Given a simple Scala case class like this:
package com.foo.storage.schema
case class Person(name: String, age: Int)
it's possible to create a Spark schema from a case class as follows:
import org.apache.spark.sql._
import com.foo.storage.schema.Person
val schema = Encoders.product[Person].schema
I wonder if it's possible to access the schema from a case class in Python/PySpark. I would hope to do something like this [Python]:
jvm = sc._jvm
py4j_class = jvm.com.foo.storage.schema.Person
jvm.org.apache.spark.sql.Encoders.product(py4j_class)
This throws an error com.foo.storage.schema.Person._get_object_id does not exist in the JVM
. The Encoders.product
is a generic in Scala, and I'm not entirely sure how to specify the type using Py4J. Is there a way to use the case class to create a PySpark schema?

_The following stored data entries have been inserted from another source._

PR #96, opened 2022-11-30
Handle requirement file parsing errors

### LINKED ISSUE #88: guarddog fails to parse the whole requirements.txt after encountering package name starting with git+https://
requirements.txt
```
black==22.3.0
git+https://github.com/PyCQA/bandit.git@main
cfn-lint
hypothesis
```

docker-compose.yml
```
  guarddog:
    image: ghcr.io/datadog/guarddog:v0.1.4
    volumes:
      - ./:/code
```
execution:
```
docker-compose run  guarddog verify /code/requirements.txt
Received error Parse error at "'+https:/'": Expected string_endFound 0 potentially malicious indicators scanning black version 22.3.0
```

as seen in the output anything below git+https:// is not being checked for malicious indicators. 
also upon parse error the output is broken and doesn't contain break line between string_end and Found

vdeturckheim:
Make GuardDog ignore lines in requirements that we can't parse and log a proper warning

closes #88

### DIFF
--- a/guarddog/scanners/project_scanner.py
+++ b/guarddog/scanners/project_scanner.py
@@ -2,12 +2,11 @@ import functools
 import os
 import re
 import sys
-from pprint import pprint
+from typing import List
 
 import pathos
 import pkg_resources
 import requests
-from packaging.requirements import InvalidRequirement
 
 from guarddog.scanners.package_scanner import PackageScanner
 from guarddog.scanners.scanner import Scanner
@@ -69,7 +68,7 @@ class RequirementsScanner(Scanner):
 
         return sanitized_lines
 
-    def parse_requirements(self, requirements) -> dict:
+    def parse_requirements(self, requirements: List[str]) -> dict:
         """
         Parses requirements.txt specification and finds all valid
         versions of each dependency
--- a/guarddog/scanners/project_scanner.py
+++ b/guarddog/scanners/project_scanner.py
@@ -7,6 +7,7 @@ from pprint import pprint
 import pathos
 import pkg_resources
 import requests
+from packaging.requirements import InvalidRequirement
 
 from guarddog.scanners.package_scanner import PackageScanner
 from guarddog.scanners.scanner import Scanner
@@ -74,7 +75,7 @@ class RequirementsScanner(Scanner):
         versions of each dependency
 
         Args:
-            requirements (str): contents of requirements.txt file
+            requirements (List[str]): contents of requirements.txt file
 
         Returns:
             dict: mapping of dependencies to valid versions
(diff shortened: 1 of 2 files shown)


guarddog/scanners/project_scanner.py
```diff
@@ -74,7 +75,7 @@ def parse_requirements(self, requirements) -> dict:
         versions of each dependency
 
         Args:
-            requirements (str): contents of requirements.txt file
+            requirements (List[str]): contents of requirements.txt file
```
christophetd, line 78: would it make sense to have the type annotation in the function prototype?

guarddog/scanners/project_scanner.py
```diff
@@ -97,8 +98,22 @@ def versions(package_name):
 
         dependencies = {}
 
+        def safe_parse_requirements(req):
+            parsed = pkg_resources.parse_requirements(req)
+            while True:
```
christophetd, line 103: any specific reason we'd not just use a for loop on the generator instead of a `while true + except on StopIteration`?

tests/core/test_requirements_scanner.py
```diff
@@ -1,8 +1,26 @@
...
 from guarddog.scanners.project_scanner import RequirementsScanner
 
 
 # Regression test for https://github.com/DataDog/guarddog/issues/78
 def test_requirements_scanner_on_non_existing_package():
     scanner = RequirementsScanner()
-    result = scanner.parse_requirements(["not-a-real-package==1.0.0"])
+    result = scanner.parse_requirements(["not-a-real-package==1.0.0", "flask==2.2.2"])
     assert "not-a-real-package" not in result
+    assert "flask" in result
```
christophetd, line 11: This assertion belong to a different test (or we can just rename this one to `test_requirements_scanner` to encompass both checks)

guarddog/scanners/project_scanner.py
vdeturckheim: if we do `for x in pkg_resources.parse_requirements(req)` we won't be able to catch the exception thrown in the implicit `next`

tests/core/test_requirements_scanner.py
```diff
@@ -1,8 +1,26 @@
...
+
+
+# Regression test for
```
vdeturckheim, line 14: missing issue link

guarddog/scanners/project_scanner.py
vdeturckheim: Just tested with 
```
        def safe_parse_requirements(req):
            try:
                for parsed in pkg_resources.parse_requirements(req):
                    yield parsed
            except Exception as e:
                sys.stderr.write(f"Error when parsing requirements, received error {str(e)}. This entry will be "
                                 "ignored.\n")
                yield None
```
it seems it stops on te first error (i.e. the result in the test does not have the `garddog` entry)

christophetd (approved):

I've found there's no clean / easy way to do this using generics, also not as a pure Scala function. What I ended up doing is making a companion object for the case class that can fetch the schema.
Solution
package com.foo.storage.schema
case class Person(name: String, age: Int)
object Person {
def getSchema = Encoders.product[Person].schema
}
This function can be called from Py4J, but will return a JavaObject
. It can be converted with a helper function like this:
from pyspark.sql.types import StructType
import json
def java_schema_to_python(j_schema):
json_schema = json.loads(ddl.json())
return StructType.fromJson(json_schema)
Finally, we can extract our schema:
j_schema = jvm.com.foo.storage.Person.getSchema()
java_schema_to_python(j_schema)
Alternative solution
I found there is one more way to do this, but I like the first one better. You can make a generic function that infers the type of the argument in Scala, and uses that to infer the type:
object SchemaConverter {
def getSchemaFromType[T <: Product: TypeTag](obj: T): StructType = {
Encoders.product[T].schema
}
}
Which can be called like this:
val schema = SchemaConverter.getSchemaFromType(Person("Joe", 42))
I didn't like this method since it requires you to create a dummy instance of the case class. Haven't tested it, but I think the function above could be called using Py4J too.